【しまじろう映画研究2】『しまじろうとえほんのくに』喧嘩するのは悪いこと?

劇場版しまじろうのわお! しまじろうとえほんのくに(2016)

監督:平林勇
出演:南央美、高橋美紀、山崎たくみ、杉本沙織、稲葉実etc

評価:80点

おはようございます、チェ・ブンブンです。

平林勇監督のしまじろう映画研究2本目は、これまた児童物語の定番《絵本の中に吸い込まれる系》であります。このジャンルで言えば、昨年『映画 すみっコぐらし とびだす絵本とひみつのコ』が大人にも大ウケなカルト映画になりましたが果たして…

『劇場版しまじろうのわお! しまじろうとえほんのくに』あらすじ


ベネッセコーポレーションの幼児向け通信教育教材「こどもちゃれんじ」の人気キャラクター、しまじろうと仲間たちが繰り広げる冒険を描く劇場版第4弾。ある日、しまじろうたちは1冊の不思議な絵本を海辺で発見する。それは、しまじろうがまだ小さいときに大切にしていたものだった。すると、どこからかしまじろうたちを呼ぶ声が聞こえてきて、彼らは絵本の中に吸い込まれてしまう。しまじろうたちはそこで出会った可愛らしい生き物「プニたん」と一緒に、絵本の国を救う旅に出る。映画館が初めての小さな子どもでも安心して楽しめるよう、登場人物たちと一緒に歌ったり踊ったりして参加できるような工夫や、劇場内を完全に暗くしない、途中休憩をはさむなどの配慮もなされている。
映画.comより引用

喧嘩するのは悪いこと?

子ども映画に求められることはなんだろうか?それは柔軟な発想だと感じている。《シカクいアタマをマルくする》と日能研は語っているが、子ども映画では大人のシカクい頭が生み出すクリシェを否定することで面白さを出す、そこに監督の業がかかっているといっても過言ではない。『映画 すみっコぐらし とびだす絵本とひみつのコ』では、本のページの破れから他のページに移動するというギミックを通じて《読書》とは何なのかという本質を突いていたと言えるが、その原点とも言えるのが本作である。本作では、幼少期のしまじろうが、絵本の住人をイマジナリーフレンドに見立て、落書きをすることで対話する演出が施されている。通常、本に落書きはタブーだとされているが、幼児の想像力を養うためには落書きも許容されるべきなのではといった考察が映画の中でされるのです。

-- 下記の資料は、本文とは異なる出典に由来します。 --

Issue #835, opened 2025-09-25
Potential for improvement: executable launched via `exec` inherits original process executable name


oleg-kozlyuk-grafana:
As `crun` exec's the new process instead of launching a child if only CMD without ENTRYPOINT is provided, the initial process name and path remain captured as `crun` and `/usr/bin/crun` respectively. This presents difficulties in attributing profiles correctly in deployments where containers are not managed by Kubernetes - e.g. Nomad or Ansible managed environments.

Repro:
- run eBPF profiler with `-v` flag and appropriate backend (e.g. otel-collector-contrib)
- Save following code as `loop.py`:
  ```
  def increase(i):
      return i+1
      
  i = 0
  while i < 1000000000:
      i = increase(i)
  ```
- run following command:
  `podman run -v ./loop.py:/loop.py python:3.12 python loop.py`
  (runs for ~30seconds to ensure there is enough samples)
- check the profiles emitted

florianl:
As container ID (based from cgroupv2 information) is extracted and reported, the backend could still be able to correlate relevant information.

As podman is using and executing `crun` as container runtime, I think, this is expected. So ebpf-profiler is not focused on deployments in kubernetes. It just extracts cgroupv2 information to differentiate various virtualization methods in order to allow correlation in later processing steps.

oleg-kozlyuk-grafana:
Thinking about it, it is not only about containers. Other Unix utilities use `exec`/`execve` as well - for example, `sudo` or `setpriv` - in all those cases, executable name is inherited rather than taken from new process.

Of course, it is not, strictly speaking, an issue. However, it might be encountered often enough in practice to be worth considering.

florianl:
Hi 👋 

With https://gist.github.com/florianl/89a305f50e10b6c8dd75f8cb2a49cce9 I have tried to reproduce your described issue. In my reproducer Go program uses the exec syscall to start a python script.

Looking at the resulting flamegraph, interpreted python frames are correctly correlated to the Python process and do not show up mixed with native/Go symbols/stack.

<img width="1178" height="1483" alt="Image" src="https://github.com/user-attachments/assets/291bf39a-cbff-46ec-bc34-e6c7d4bbe05d" />

@oleg-kozlyuk-grafana can you provide a reproducer?

oleg-kozlyuk-grafana:
Hi @florianl,

[...]

PR #848, opened 2025-10-02
processmanager: update process metadata alongside process synchroniza…

florianl:
…tion

So far process metadata is fetched only when the process is handled for the first time. Use the process synchronization mechanism to update metadata alongside mapping information.

Fixes 835

### DIFF
--- a/processmanager/processinfo.go
+++ b/processmanager/processinfo.go
@@ -106,6 +106,47 @@ func (pm *ProcessManager) getTSDInfo(pid libpf.PID) *tpbase.TSDInfo {
 	return nil
 }
 
+// fetchProcessMeta returns metadata related to the PID.
+func (pm *ProcessManager) fetchProcessMeta(pid libpf.PID) ProcessMeta {
+	var processName string
+	exePath, _ := os.Readlink(fmt.Sprintf("/proc/%d/exe", pid))
+	if name, err := os.ReadFile(fmt.Sprintf("/proc/%d/comm", pid)); err == nil {
+		processName = string(name)
+	}
+
+	envVarMap := make(map[string]string, len(pm.includeEnvVars))
+	if len(pm.includeEnvVars) > 0 {
+		if envVars, err := os.ReadFile(fmt.Sprintf("/proc/%d/environ", pid)); err == nil {
+			// environ has environment variables separated by a null byte (hex: 00)
+			splittedVars := strings.Split(string(envVars), "\000")
+			for _, envVar := range splittedVars {
+				keyValuePair := strings.SplitN(envVar, "=", 2)
+
+				// If the entry could not be split at a '=', ignore it
+				// (last entry of environ might be empty)
+				if len(keyValuePair) != 2 {
+					continue
+				}
+
+				if _, ok := pm.includeEnvVars[keyValuePair[0]]; ok {
+					envVarMap[keyValuePair[0]] = keyValuePair[1]
+				}
+			}
+		}
+	}
+
+	containerID, err := extractContainerID(pid)
+	if err != nil {
+		log.Debugf("Failed extracting containerID for %d: %v", pid, err)
+	}
+	return ProcessMeta{
+		Name:         processName,
+		Executable:   exePath,
+		ContainerID:  containerID,
+		EnvVariables: envVarMap,
+	}
+}
+
 // updatePidInformation updates pidToProcessInfo with the new information about
 // vaddr, offset, fileID and length for the given pid. If we don't know about the pid yet, it also
 // allocates the embedded map. If the mapping for pid at vaddr with requestedLength and fileID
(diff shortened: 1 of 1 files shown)


processmanager/processinfo.go
```diff
@@ -106,6 +106,47 @@ func (pm *ProcessManager) getTSDInfo(pid libpf.PID) *tpbase.TSDInfo {
 	return nil
 }
 
+// fetchProcessMeta returns metadata related to the PID.
+func (pm *ProcessManager) fetchProcessMeta(pid libpf.PID) ProcessMeta {
+	var processName string
+	exePath, _ := os.Readlink(fmt.Sprintf("/proc/%d/exe", pid))
```
fabled: Somewhat unrelated to this PR, but the `processmanager` should never read from `/proc/PID`. This causes spurious or even wrong reads from `/proc` when running coredump test suite.

This should instead be moved to process interface, and be implemented separately for unix process and coredump process.

Would you like to do this in this PR, followup PR or have me do this in a separate follow up PR?

processmanager/processinfo.go
```diff
@@ -507,6 +512,9 @@ func (pm *ProcessManager) synchronizeMappings(pr process.Process,
 	// Generate the list of added and removed mappings.
 	pm.mu.RLock()
 	if info, ok := pm.pidToProcessInfo[pid]; ok {
+		// Update metadata of the process.
+		info.meta = pm.fetchProcessMeta(pid)
```
fabled: I think this probably handles the `exec` case as it will cause the mappings to change completely. But there are scenarios when application changes `comm` once in a while depending on thread state. Doing this often may cause `comm` to change unexpectedly in such scenarios.

Should we instead detect `exec` somehow? E.g. check if the `exe` symlink changed, or have some ebpf hook for `exec`syscall? This might be useful, as we probably want to do more things if `exec` is detected. E.g. the libc tls detection mechanism may need additional fixup.

processmanager/processinfo.go
florianl: With https://github.com/open-telemetry/opentelemetry-ebpf-profiler/pull/848/commits/55c265a67b8d2830c6ba9e0fc31e81272fee719d I have moved this metadata gathering to package `process`.

processmanager/processinfo.go
florianl: For the moment and the purpose of https://github.com/open-telemetry/opentelemetry-ebpf-profiler/issues/835 I think, we should keep things simple. Introducing hooks later on can still be done.

To keep it simple for the moment, I have extended the process interface with an API to fetch the executable with https://github.com/open-telemetry/opentelemetry-ebpf-profiler/pull/848/commits/04e2d4a8c6666fb803250b5a32187d4c196c2158. So updating all metadata only, if the executable did change.
But the argument can be made - I think @Gandem mentioned this at some point - that other metadata, like environment variables can change later than the initial metadata gathering and the backend is interested in this update as well. That is, why I went with always update metadata if mappings are synchronized, in the first place.

process/coredump.go
```diff
@@ -257,6 +257,14 @@ func (cd *CoredumpProcess) GetMachineData() MachineData {
 	return cd.machineData
 }
 
+func (cd *CoredumpProcess) GetProcessMeta(_ MetaConfig) ProcessMeta {
+	return ProcessMeta{}
+}
+
+func (cd *CoredumpProcess) GetExe() (string, error) {
+	return "<coredump-exe>", nil
```
fabled: nit: `parseProcessInfo` can extract this from the note structure `PrpsInfo64` field `FName`

processmanager/processinfo.go
```diff
@@ -507,6 +469,16 @@ func (pm *ProcessManager) synchronizeMappings(pr process.Process,
...
 	if info, ok := pm.pidToProcessInfo[pid]; ok {
+		exe, err := pr.GetExe()
+		if err != nil {
+			log.Warnf("Failed to get executable of process %d: %v", pid, err)
+		} else {
+			if exe != info.meta.Executable {
+				// Update metadata of the process.
+				info.meta = pr.GetProcessMeta(process.MetaConfig{IncludeEnvVars: pm.includeEnvVars})
+			}
+		}
```
fabled:
```suggestion
		} else if exe != info.meta.Executable {
			// Update metadata of the process.
			info.meta = pr.GetProcessMeta(process.MetaConfig{IncludeEnvVars: pm.includeEnvVars})
		}
```

processmanager/types.go
```diff
@@ -157,23 +158,11 @@ func (m *Mapping) GetOnDiskFileIdentifier() util.OnDiskFileIdentifier {
 	}
 }
 
-// ProcessMeta contains metadata about a tracked process.
```
fabled, line 160: Would it make sense to have type alias here?
```
type ProcessMeta = process.ProcessMeta
```
The alias works so that it can be used without casting, this would avoid some of the type name changes. Though if the struct is not referenced else where, this is probably unneeded.

process/process.go
```diff
@@ -76,6 +82,88 @@ func (sp *systemProcess) GetMachineData() MachineData {
 	return MachineData{Machine: pfelf.CurrentMachine}
 }
 
+func (sp *systemProcess) GetExe() (string, error) {
+	return os.Readlink(fmt.Sprintf("/proc/%d/exe", sp.pid))
```
fabled, line 86: This feels a bit redundant API with the `GetProcessMeta` since both return the `exe` name. I expect this is for the case when `exe` has not changed (the typical case). But then the `exe` is read twice in the case it has changed.

Would it work if the method was `UpdateMeta(cfg *MetaConfig) (bool, error)` and it gets the old meta, and then update it in place. It returns `true` if something changed. Would that work as an API? Then separate `GetExe` would not be needed and everything is done in api call.

process/coredump.go
florianl: Using Fname with https://github.com/open-telemetry/opentelemetry-ebpf-profiler/pull/848/commits/f2e409d527ef20e5544b9dd28a72ec26e3e8d838.

processmanager/types.go
florianl: I did move the struct to package process, as package processmanager felt as the wrong place for this struct. It felt closer to the purpose of package process and is also populated in this package.
Not sure about the benefit of the type alias. `process.ProcessMeta` is returned by the public API `MetaForPID()` but other than that, it is hardly modified. So I think, it should be fine without the type alias.

processmanager/processinfo.go
Gandem: My understanding is that things like environment variables only change if there was an `exec` (see [man page](https://man7.org/linux/man-pages/man5/proc_pid_environ.5.html)). So I think detecting `exec` could make more sense in the long term.

process/process.go
florianl: To avoid the additional overhead of fetching all process metadata every time, I think the redundant port of `GetExe()` is fine. It provides a fast way to decide if the existing metadata needs an update or not. If we find, a different API/trigger is needed, we still can change it later on.

process/process.go
```diff
@@ -76,6 +82,88 @@ func (sp *systemProcess) GetMachineData() MachineData {
...
+}
+
+func (sp *systemProcess) GetProcessMeta(cfg MetaConfig) ProcessMeta {
+	var processName string
+	exePath, _ := os.Readlink(fmt.Sprintf("/proc/%d/exe", sp.pid))
```
```suggestion
	exePath, _ := sp.GetExe()
```

process/types.go
```diff
@@ -100,6 +118,12 @@ type Process interface {
 	// GetMachineData reads machine specific data from the target process.
 	GetMachineData() MachineData
 
+	// GetProcessMeta returns process specific metadata.
+	GetProcessMeta(MetaConfig) ProcessMeta
+
+	// GetExe returns the pathname of the executed command.
```
christos68k:
```suggestion
	// GetExe returns the executable path of the process.
```

process/coredump.go
```diff
@@ -38,6 +38,9 @@ type CoredumpProcess struct {
 	// pid is the original PID from which the coredump was generated.
 	pid libpf.PID
 
+	// fname is the original filename of executable.
```
christos68k: More specific to avoid confusion as `fname` is truncated:

```suggestion
	// fname is the the short name of the executable file that was running when the coredump was generated.
```

fabled (approved):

本作は、大人の常識に対して否定することで親の視野を広げる哲学的な内容となっている。開始早々、絵本の世界では抗争が勃発している。王様とお姫様は、喧嘩についての是非を議論するのだ。通常であれば、喧嘩することは悪だとなってしまうのですが、お姫様は「喧嘩もいいじゃない。後で仲直りすれば万事OKだ」という説を唱える。確かに、喧嘩はネガティブなイメージがあるが、喧嘩とは人の心の奥をさらけ出すもの。心の内と内を見せ合い、相互に妥協点を見出し、着地することで仲は深まるのです。大人の世界であっても、喧嘩を恐れて当たり障りのないことを言い合うよりも、喧嘩しあって妥協点を見出していくほうが良い仕事は生まれる。それこそ喧嘩がいけないとなるのは、戦争のように大勢の死傷者を出してしまうケースが念頭にあるからだろう。非常に難しい話であるが、ミクロな視点では喧嘩は推奨されるが、マクロな視点での喧嘩は問題となる。本作は、ミクロな視点での喧嘩に着目し、喧嘩=悪という概念を取り払うことに注力していると言えよう。

さて、本の世界に吸い込まれたしまじろうたちは、かつて自分たちが落書きした存在と対峙したり、ページの狭間から他の世界に行ったり、本を読む立場から本を読まれる立場になるといったシュールな世界を冒険することで、己の内なる世界と対峙していく。そして、絵本の住人は絵本から出ることは許されないという掟を守りつつ、自分の過去を思い出という名の宝石にしていくのだ。

子ども映画ナメるでなかれ!非常に奥深い世界を味わうことができる一本である。